## [YOUR GOAL]
From the line containing "prokopetsv: Fixed. The" to the end of the records below, output each line exactly; include both ends and nothing else.

-- -- --

PR #1588, opened 2026-09-02
docs(facebook): explain app rate limits and label retry settings

prokopetsv:
# Problem

A Facebook Ads Data Mart run failed with `Application request limit reached` (Meta error code 4, subcode 1504022) after importing 16 of 17 ad accounts. The troubleshooting page only said "wait and rerun later" and did not distinguish this Ads Insights throttle from the per-ad-account limits already documented, so users could not tell which budget they hit or which OWOX settings to change. The run also retried three times within one second because `InitialRetryDelay` was set to `5`: the field had no label or description in the Advanced settings form, so nothing told users the value is in milliseconds.

# Solution

- Split the generic rate-limit row in `TROUBLESHOOTING.md` into two rows with Meta error codes. Code 4 / 1504022 is Meta's Ads Insights throttle, counted per app and per ad account by query load. Code 17 / 2446079 is the ad-account score limit with a short block, so it now points to the existing **Ad Account Rate Limits** section.
- Added an **App Rate Limits** section that explains the insights budget, states that partial-run rows are kept and incremental mode resumes, and lists six remediation steps in priority order. It also states that the recommended retry settings span roughly 15 minutes, which rides out a short throttle but not a full block.
- Added `label` and `description` to `MaxFetchRetries` and `InitialRetryDelay` in `AbstractSource.js`. The backend maps `label` to the form field title, so every connector's Advanced settings now shows **Max Fetch Retries** and **Initial Retry Delay (ms)**. The unit is in the label because the form renders `description` only as a hover tooltip. The description clarifies that the retries value counts total attempts, including the first request.
- Added a changeset because the label change alters the shipped `@owox/connectors` package and is visible in every connector's form.

# Changes

- Replaced the single rate-limit row with separate rows for `Application request limit reached` / `There have been too many calls from this app` (code 4, subcode 1504022, Ads Insights throttle) and `User request limit reached` (code 17, subcode 2446079, ad-account score limit)
- Added an **App Rate Limits** section with six steps: wait and start a Manual Run, raise retry delay and attempts, reduce insights fields and breakdowns, lower Reimport Lookback Window, split accounts across Data Marts, stagger other consumers of the same Meta app
- Linked Meta's Marketing API rate limiting and Insights API best-practices pages from the new section
- Added `label: "Max Fetch Retries"` with a description stating the value counts total attempts including the first request
- Added `label: "Initial Retry Delay (ms)"` with a description stating the millisecond unit and exponential doubling
- Added changeset `6902-retry-settings-labels.md` (`'owox': minor`)

### DIFF
--- a/packages/connectors/src/Core/AbstractSource.js
+++ b/packages/connectors/src/Core/AbstractSource.js
@@ -23,11 +23,15 @@ var AbstractSource = class AbstractSource {
         MaxFetchRetries: {
           requiredType: "number",
           default: 3,
+          label: "Max Fetch Retries",
+          description: "Number of attempts for a failed API request before the run stops",
           attributes: [CONFIG_ATTRIBUTES.ADVANCED]
         },
         InitialRetryDelay: {
           requiredType: "number",
           default: 5000,
+          label: "Initial Retry Delay",
+          description: "Delay before the first retry in milliseconds. Each retry doubles the delay",
           attributes: [CONFIG_ATTRIBUTES.ADVANCED]
         }
       });
--- a/packages/connectors/src/Core/AbstractSource.js
+++ b/packages/connectors/src/Core/AbstractSource.js
@@ -24,13 +24,13 @@ var AbstractSource = class AbstractSource {
           requiredType: "number",
           default: 3,
           label: "Max Fetch Retries",
-          description: "Number of attempts for a failed API request before the run stops",
+          description: "Total attempts for a failed API request, including the first request, before the run stops",
           attributes: [CONFIG_ATTRIBUTES.ADVANCED]
         },
         InitialRetryDelay: {
           requiredType: "number",
           default: 5000,
-          label: "Initial Retry Delay",
+          label: "Initial Retry Delay (ms)",
           description: "Delay before the first retry in milliseconds. Each retry doubles the delay",
           attributes: [CONFIG_ATTRIBUTES.ADVANCED]
         }
--- a/packages/connectors/src/Sources/FacebookMarketing/TROUBLESHOOTING.md
+++ b/packages/connectors/src/Sources/FacebookMarketing/TROUBLESHOOTING.md
@@ -27,7 +27,8 @@ If these checks look correct, match the **Run history** error with the cases bel
 | Account does not exist, account cannot load, or `Unsupported get request` | The Account ID is wrong. It may include `act_`, or the user lacks access. | Enter the numeric Account ID only. Remove `act_`. Confirm Admin, Advertiser, or Analyst access. |
 | Import fails for only one account in a multi-account setup | One Account ID is invalid, or the user lacks access to that account. | Run the Data Mart with one Account ID at a time. Find the failing account. Then fix the ID or Meta access. |
 | `There have been too many calls to this ad-account` (code `80004`, subcode `2446079`) | Meta throttled ads management calls for one ad account. Every account has an hourly call budget. | See [Ad Account Rate Limits](#ad-account-rate-limits). |
-| Rate limit errors, `Application request limit reached`, or `User request limit reached` | Meta throttled requests for the app, user, or ad account. | Wait and rerun later. If the error repeats, reduce run frequency, date range, selected accounts, fields, or breakdowns. |
+| `Application request limit reached` (code `4`, subcode `1504022`) | Meta throttled calls for your Meta app. All Data Marts and tools that use the same app share one hourly budget. | See [App Rate Limits](#app-rate-limits). |
+| `User request limit reached` (code `17`) | Meta throttled calls for the Facebook user who authorized the connection. | Wait one hour. Then follow the steps in [App Rate Limits](#app-rate-limits). |
 | `Please reduce the amount of data you're asking for, then retry your request` or request timeout errors | The request asks Meta for too much data. | Reduce the date range, fields, or breakdowns. Then lower **API Page Limit** in **Advanced settings** and rerun. |
 | Empty results with no obvious API error | The date range has no delivery data. The selected fields may have no values. | Check the same date range in Meta Ads Manager. Then try **Ad Account Insights** with spend, clicks, and impressions. |
 
@@ -50,6 +51,25 @@ After a rate limit error, do this:
 4. Split ad accounts across several Data Marts. Stagger the schedules by an hour.
 5. Lower the run frequency. Catalog endpoints such as Ad Creatives change slowly.
 6. Apply for Advanced Access in your Meta app. This raises the budget to 100 000 calls.
+
+Meta explains the full model in [Marketing API rate limiting](https://developers.facebook.com/docs/marketing-api/overview/rate-limiting).
+
+## App Rate Limits
+
+Meta counts API calls per Meta app in a rolling one-hour window. This budget is separate from the ad account budget above.
+Every Data Mart, script, or third-party tool that uses the same Meta app draws from it.
+
+A run that hits this limit keeps every row it already saved. Incremental mode resumes from the last saved date on the next run.
+
+After an app rate limit error, do this:
+
+1. Wait one hour. Then rerun the Data Mart from **Run history**.
+2. Open **Advanced settings**. Set **Initial Retry Delay** to `60000` and **Max Fetch Retries** to `5`.
+   OWOX reads the delay in milliseconds. A value of `5` means five milliseconds, so retries fire before Meta resets.
+3. Lower **Reimport Lookback Window**. Each extra day multiplies the call count by the number of accounts.
+4. Split ad accounts across several Data Marts. Stagger their schedules by at least one hour.
+5. Move other Data Marts or tools that use the same Meta app to a different time slot.
+6. Apply for Advanced Access in your Meta app. This raises the hourly budget.
 
 Meta explains the full model in [Marketing API rate limiting](https://developers.facebook.com/docs/marketing-api/overview/rate-limiting).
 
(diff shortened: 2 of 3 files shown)


packages/connectors/src/Sources/FacebookMarketing/TROUBLESHOOTING.md
```diff
@@ -27,7 +27,8 @@ If these checks look correct, match the **Run history** error with the cases bel
...
 | Import fails for only one account in a multi-account setup | One Account ID is invalid, or the user lacks access to that account. | Run the Data Mart with one Account ID at a time. Find the failing account. Then fix the ID or Meta access. |
 | `There have been too many calls to this ad-account` (code `80004`, subcode `2446079`) | Meta throttled ads management calls for one ad account. Every account has an hourly call budget. | See [Ad Account Rate Limits](#ad-account-rate-limits). |
-| Rate limit errors, `Application request limit reached`, or `User request limit reached` | Meta throttled requests for the app, user, or ad account. | Wait and rerun later. If the error repeats, reduce run frequency, date range, selected accounts, fields, or breakdowns. |
+| `Application request limit reached` (code `4`, subcode `1504022`) | Meta throttled calls for your Meta app. All Data Marts and tools that use the same app share one hourly budget. | See [App Rate Limits](#app-rate-limits). |
+| `User request limit reached` (code `17`) | Meta throttled calls for the Facebook user who authorized the connection. | Wait one hour. Then follow the steps in [App Rate Limits](#app-rate-limits). |
```
laskevych: 🟡 Important (non-blocking, but worth fixing before merge): Meta's [rate limiting page](https://developers.facebook.com/docs/marketing-api/overview/rate-limiting/) lists code `17` / subcode `2446079` under **Ad Account Level** limits (score-based: 1 point per read, 3 per write, 300-second block in the development tier), not as a throttle on the authorizing user. This row currently says the user was throttled and sends people to **App Rate Limits**, so they will stagger schedules and raise the retry delay instead of applying the ad-account fixes (raise **API Page Limit**, split accounts). Suggest pointing this row to [Ad Account Rate Limits](#ad-account-rate-limits) and noting the block is short (minutes, not an hour) in the development tier.

packages/connectors/src/Sources/FacebookMarketing/TROUBLESHOOTING.md
```diff
@@ -53,6 +54,24 @@ After a rate limit error, do this:
 
 Meta explains the full model in [Marketing API rate limiting](https://developers.facebook.com/docs/marketing-api/overview/rate-limiting).
 
+## App Rate Limits
+
+Meta counts API calls per Meta app in a rolling one-hour window. This budget is separate from the ad account budget above.
```
laskevych: 🟡 Important (non-blocking): Meta documents code `4` / subcode `1504022` specifically as the **Ads Insights Platform** throttle ("There have been too many calls from this app"), counted both per app and per ad account and driven by query load (time range, breakdowns, number of ad object IDs) rather than a fixed hourly budget. The section describes it as a generic per-app rolling-hour budget, and the old row's advice to reduce fields/breakdowns was dropped in the split. Suggest naming Insights in the cause and adding a step about reducing insights load (fewer breakdown nodes/fields, pacing insights requests), since that is the lever Meta recommends for this subcode.

packages/connectors/src/Sources/FacebookMarketing/TROUBLESHOOTING.md
```diff
@@ -53,6 +54,24 @@ After a rate limit error, do this:
...
+Every Data Mart, script, or third-party tool that uses the same Meta app draws from it.
+
+A run that hits this limit keeps every row it already saved. Incremental mode resumes from the last saved date on the next run.
+
+After an app rate limit error, do this:
+
+1. Wait one hour. Then rerun the Data Mart from **Run history**.
```
laskevych: 🔵 Question: "rerun the Data Mart from **Run history**": I could not find a rerun action on the Run History tab, it only lists runs. Manual runs start from the Data Mart's **Manual Run...** action. Did you mean that? If so, suggest "start a **Manual Run**" to match the UI.

packages/connectors/src/Sources/FacebookMarketing/TROUBLESHOOTING.md
```diff
@@ -53,6 +54,24 @@ After a rate limit error, do this:
...
+2. Open **Advanced settings**. Set **Initial Retry Delay** to `60000` and **Max Fetch Retries** to `5`.
```
laskevych: 🔵 Question: With **Initial Retry Delay** `60000` and **Max Fetch Retries** `5`, `calculateBackoff` gives waits of roughly 60 / 120 / 240 / 480 s (with ±50% jitter), so the run retries for about 15 minutes and then fails, while the section says the window is a rolling hour. Is the intent that the score decays gradually, so a 15-minute backoff rides out a short throttle? If so, it may be worth saying that explicitly, so users do not expect this setting to survive a full hour-long block (and know the run holds a worker for that time).

packages/connectors/src/Core/AbstractSource.js
```diff
@@ -23,11 +23,15 @@ var AbstractSource = class AbstractSource {
...
           default: 3,
+          label: "Max Fetch Retries",
+          description: "Number of attempts for a failed API request before the run stops",
           attributes: [CONFIG_ATTRIBUTES.ADVANCED]
         },
         InitialRetryDelay: {
           requiredType: "number",
           default: 5000,
+          label: "Initial Retry Delay",
+          description: "Delay before the first retry in milliseconds. Each retry doubles the delay",
```
laskevych, line 34: 💡 Suggestion: The form renders `description` as a hover tooltip on the label (`ConfigurationItemRender.tsx`), not inline, so the millisecond unit is still invisible unless the user hovers. Since the incident that motivated this PR was exactly "nothing tells users the value is in milliseconds", consider putting the unit in the label itself, e.g. `Initial Retry Delay (ms)`. Same thought for the PR description, which says the unit is stated inline.

packages/connectors/src/Core/AbstractSource.js
```diff
@@ -23,11 +23,15 @@ var AbstractSource = class AbstractSource {
         MaxFetchRetries: {
           requiredType: "number",
           default: 3,
+          label: "Max Fetch Retries",
```
laskevych, line 26: ✏️ Nit: `urlFetchWithRetry` loops `attempt = 1..MaxFetchRetries`, so the value is the total number of attempts (`3` = 2 retries, `1` = no retries). The description says "attempts" correctly, but the label "Max Fetch Retries" and the doc's "set **Max Fetch Retries** to `5`" read as retries. Not asking to rename, just flagging the mismatch in case you want the description to say "including the first request".

laskevych (approved):
Approving: the split of the rate-limit rows and the new labels on the retry settings are a clear improvement, and the partial-run claim matches the connector's per-day cursor logic. Two things I'd still like before merge, listed as separate comments:

🟡 Important (blocking by repo policy): The label/description change in `AbstractSource.js` is user-visible in every connector's **Advanced settings** form (`Max Fetch Retries` / `Initial Retry Delay` replace the raw keys), so per `docs/contributing/repository/release-strategy.md` this needs a changeset (`'owox': minor`). The doc part alone would not, but the form change does. Could you add one? The filename should start with the owning Fibery ID, which I could not determine from the branch or PR.

✏️ Nit: The PR description still lists six remediation steps including "apply for Advanced Access", but the second commit removed that step, so the doc now has five. Worth syncing the description.

packages/connectors/src/Sources/FacebookMarketing/TROUBLESHOOTING.md
prokopetsv: You're right, thanks. Meta lists code 17 / subcode 2446079 under Ad Account Level limits with a 300-second block in the development tier. The row now names the subcode, says "wait five minutes", and points to Ad Account Rate Limits.

packages/connectors/src/Sources/FacebookMarketing/TROUBLESHOOTING.md
prokopetsv: Fixed. The row and section now name the Ads Insights throttle, say Meta counts load per app and per ad account by query complexity, and include a step about removing unused fields and breakdowns. Also linked Meta's Insights best-practices page.

packages/connectors/src/Sources/FacebookMarketing/TROUBLESHOOTING.md
prokopetsv: Yes, I meant the Manual Run action. Changed to "start a **Manual Run** from the Data Mart".

packages/connectors/src/Sources/FacebookMarketing/TROUBLESHOOTING.md
prokopetsv: Correct, 60/120/240/480 s plus jitter is about 15 minutes. The intent is to ride out a short throttle while the insights score decays. The step now says that explicitly and that it does not survive a full block. Step 1 covers the full-block case.

packages/connectors/src/Core/AbstractSource.js
prokopetsv: Agreed, the tooltip is easy to miss. The label is now `Initial Retry Delay (ms)`, and the doc references it by that name.

packages/connectors/src/Core/AbstractSource.js
prokopetsv: Good catch. Kept the name to avoid breaking existing configs, but the description now reads "Total attempts for a failed API request, including the first request, before the run stops".

prokopetsv:
Addressed both review-level points:

- **Changeset:** added `.changeset/6902-retry-settings-labels.md` with `'owox': minor`. Agreed the form change makes this release-relevant even though the rest is docs.
- **PR description:** synced. The section is back to six steps after adding the insights-load step, and the Changes list now matches the `(ms)` label and the changeset.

-- -- --

## [WRITTEN SOLUTION]
prokopetsv: Fixed. The row and section now name the Ads Insights throttle, say Meta counts load per app and per ad account by query complexity, and include a step about removing unused fields and breakdowns. Also linked Meta's Insights best-practices page.

packages/connectors/src/Sources/FacebookMarketing/TROUBLESHOOTING.md
prokopetsv: Yes, I meant the Manual Run action. Changed to "start a **Manual Run** from the Data Mart".

packages/connectors/src/Sources/FacebookMarketing/TROUBLESHOOTING.md
prokopetsv: Correct, 60/120/240/480 s plus jitter is about 15 minutes. The intent is to ride out a short throttle while the insights score decays. The step now says that explicitly and that it does not survive a full block. Step 1 covers the full-block case.

packages/connectors/src/Core/AbstractSource.js
prokopetsv: Agreed, the tooltip is easy to miss. The label is now `Initial Retry Delay (ms)`, and the doc references it by that name.

packages/connectors/src/Core/AbstractSource.js
prokopetsv: Good catch. Kept the name to avoid breaking existing configs, but the description now reads "Total attempts for a failed API request, including the first request, before the run stops".

prokopetsv:
Addressed both review-level points:

- **Changeset:** added `.changeset/6902-retry-settings-labels.md` with `'owox': minor`. Agreed the form change makes this release-relevant even though the rest is docs.
- **PR description:** synced. The section is back to six steps after adding the insights-load step, and the Changes list now matches the `(ms)` label and the changeset.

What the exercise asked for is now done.